Determined young Alice Roosevelt investigates the killing of her father Theodore’s predecessor, William McKinley.
Incoming U.S. President Teddy Roosevelt assigns wry Secret Service Agent Joseph St. Clair, a former Rough Rider, the task of protecting first daughter Alice. The two strike immediate humorous sparks: she scolds him for calling her “Princess” and gives him pause by rolling her own handmade cigarette. St. Clair, who narrates in a brash first-person, gives as well as he gets from the outspoken Alice. She’s anxious to take in the snakes at the zoo and talk to the fiery revolutionary Emma Goldman, who she believes has information about Leon Czolgosz, the man who elevated Vice President Roosevelt to the White House by killing President William McKinley. Although she acknowledges that she’s an anarchist like Czolgosz, Goldman assures Alice that she had no knowledge of his plans, but shares what she’s heard about the assassination. The curiosity of the first daughter is piqued, and she undertakes her own idiosyncratic probe. With St. Clair running interference, she questions hard-drinking police captain Michael O’Hara, Chinese crime boss Mr. Zhao, and Mafioso Don Abruzzo.

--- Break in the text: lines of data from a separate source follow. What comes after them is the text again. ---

PR #3954, opened 2020-12-29
Fix connection mechanism between Chronometer and FTL

DL6ER:

---

Fix connection mechanism between Chronometer and FTL

The existing interaction script between Chronometer (`pihole -c`) and FTL had a few drawbacks:

2. The connection was closed "suddenly" while FTL was waiting for the next query, resulting in a warning in FTL's log.
1. `read` is a `bash`-internal and does not populate. As a result, the existing check for `$?` didn't work and chronometer would have stalled forever if the connection was interrupted midway.

The two points are addressed with two changes:

1. Send `>whatevercommand > quit` to signal FTL that the pipe is to be closed when done sending the results of the query. This resolves the seen warnings properly.
2. Check for an empty returned value by `read` *and* a closed file descriptor `3`. This is the proper way to check for a terminated connection. Relying on the (non-existing) return value of `read` is removed as well as the check for a string `EOM` in the payload.

None

---

These fixes should be applied to PADD as well after they have been evaluated and approved.

### DIFF
--- a/advanced/Scripts/chronometer.sh
+++ b/advanced/Scripts/chronometer.sh
@@ -13,6 +13,7 @@ LC_NUMERIC=C
 
 # Retrieve stats from FTL engine
 pihole-FTL() {
+    local ftl_port LINE
     ftl_port=$(cat /run/pihole-FTL.port 2> /dev/null)
     if [[ -n "$ftl_port" ]]; then
         # Open connection to FTL
@@ -20,12 +21,13 @@ pihole-FTL() {
 
         # Test if connection is open
         if { "true" >&3; } 2> /dev/null; then
-            # Send command to FTL
-            echo -e ">$1" >&3
+            # Send command to FTL and ask to quit when finished
+            echo -e ">$1 >quit" >&3
 
-            # Read input
+            # Read input until we received an empty string and the connection is
+            # closed
             read -r -t 1 LINE <&3
-            until [[ ! $? ]] || [[ "$LINE" == *"EOM"* ]]; do
+            until [[ -z "${LINE}" ]] && [[ ! -t 3 ]]; do
                 echo "$LINE" >&1
                 read -r -t 1 LINE <&3
             done


dschaper (approved):

David1sv:
Unsubscribe

Sent from my iPhone

On Dec 30, 2020, at 5:13 AM, DL6ER <notifications@github.com> wrote:

﻿

Merged #3954<https://github.com/pi-hole/pi-hole/pull/3954> into development.

advanced/Scripts/chronometer.sh
```diff
@@ -13,19 +13,21 @@ LC_NUMERIC=C
...
-            echo -e ">$1" >&3
+            # Send command to FTL and ask to quit when finished
+            echo -e ">$1 >quit" >&3
 
-            # Read input
+            # Read input until we received an empty string and the connection is
+            # closed
             read -r -t 1 LINE <&3
-            until [[ ! $? ]] || [[ "$LINE" == *"EOM"* ]]; do
+            until [[ -z "${LINE}" ]] && [[ ! -t 3 ]]; do
```
MichaIng, line 30: @DL6ER 
One question since you chose to use _and_ here: Is closing the connection an atomic step or is it theoretically possible now to have a longer or endless empty line loop, if for some reason closing the connection (terminal) takes a little longer or fails for some reason? If so, probably keeping either the `EOM` as _or_ loop exit condition would be more robust, or not sure if en empty line could serve for this alone, when it is never part of a valid output?

DL6ER: An empty line may be dangerous as I'm unsure if it is guaranteed that received lines always arrive in one piece. So we may receive just the newline character at the end of a line and may interpret this incorrectly as empty line. (I don't think this will happen, but still may be worth mentioning)

Neither do I think closing a connection can fail.

MichaIng: If there was an unexpected newline, at least when being in the middle of a word, the output would be broken anyway as it is parsed by specific word/field counts and `echo` without `-n` appends a newline, hence separates a word/field.

As you say "dangerous", if the output is terminated too early, only a single chronometer print misses some or all values, but if the script hangs in an endless loop, the whole server might be hanging, which undoubtedly is a much higher danger 😉. But until there is any user actually reporting such a behaviour, I think you're right that practically that connection close can not fail.

It's kinda mystery to me how those /dev/tcp interfaces work in general, e.g. why does `cat` not work, how does the server know when a line was read, to output the next line or EOM. But very interesting and obviously very efficient as well 😃.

St. Clair is skeptical of the value of the possibly random information Alice gathers, but she fervently believes she’s getting closer to the shadowy figure known as the Archangel, who may be at the center of a conspiracy that felled McKinley.
The first daughter’s lively personality, her chemistry with her Secret Service agent, and Koreto’s (Death Among Rubies, 2016, etc.) detailed knowledge of turn-of-the century New York City make for an entertaining series debut.